Supplying the right power to supercomputers
When the power requirements enter the 20kW to 30kW and above range, intelligent PDUs that offer ultra-high-density power to help fuel HPC clusters for computational research are a must. For example, 400V three-phase, high-power PDUs need to be used with 60A infeed, to deliver 30kW-plus per rack—enabling research facilities and data centers to run higher voltages and higher currents. The 400V is a more efficient method to achieve these higher kW rates required for supercomputer operations. In addition, high-density power distribution units are required to match both the increased load requirements of these computer systems, as well as the sheer number of power cords feeding into a single rack. For this purpose, universities should consider PDUs with 36 to 54 outlets per strip.
When considering receptacle types, a.k.a outlets for supercomputers, keep in mind that a single node within a high-performance rack can have three or more receptacles and any number of plug types. Therefore, it’s important to have multiple plug types available. Network administrators need to look for a hybrid of the standard C13 and C19 outlets that accommodate both C20 and C14 plugs in a single outlet and can support multiple voltages where power comes in at 415VAC and is distributed to the outlet at 240VAC.
For supercomputing rack power distribution, universities need to make sure their PDUs have:
- Ultra high-density rack power distribution for powering high-performance computing (HPC) clusters.
- Reliable power distribution to bolster research across various disciplines.
- Physical security and a controlled access system to protect sensitive data at the rack level.
- Actionable insights that provide information to aid in eliminating wasteful power, enabling sustainable computing.
Supercomputers are a different breed, so they require a bit more thought when it comes to powering all those cores and processors e.g., not just any off-the-shelf PDU will do. There is a lot riding on keeping the operating system, application programs, and data flowing to the massive gigabytes of RAM. It’s not only the university’s reputation that could be tarnished if the compute power fails, it’s also tied to grant money and the thousands of individuals who have paid to use all that processing. Today’s rack-mounted PDUs pack in more density, flexibility, and intelligence to effectively deliver the power required by high-performance computing, but can also scale to the more mundane 6kW rack needs. So do your homework and research the industry’s most intelligent, flexible PDUs that offer the ability to handle 6kW to 30kW-plus loads while also giving the university the ability to monitor environmental conditions at the rack level. This will ensure continuity, sustainability, and just as important —preserve the university’s reputation as a reliable supercomputing service.

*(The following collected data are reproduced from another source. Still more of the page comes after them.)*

PR #8626, opened 2022-05-16
[ MB-12515 ] Add ADR about Move History Events

rogeruiz:
## Summary

This ADR is for Move History Event Templates. It does a number of
things.

- Introduce the idea of an Event Template Object for Move History.
- Discuss the current state of things
- Propose solutions which split the Event Templates into ES6 modules
  which have a single test file and default export.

Calvin Nicholson is Senior Director of Product Management at Legrand DPC (Data, Power and Control Division), which includes the Server Technology and Raritan brands. He is responsible for overseeing product strategy and product management for PDUs and other related products. He holds a number of patents in both the power/data center and gaming industries and has held various positions within Server Technology Inc., including Director of Product Marketing and Director of FW Engineering.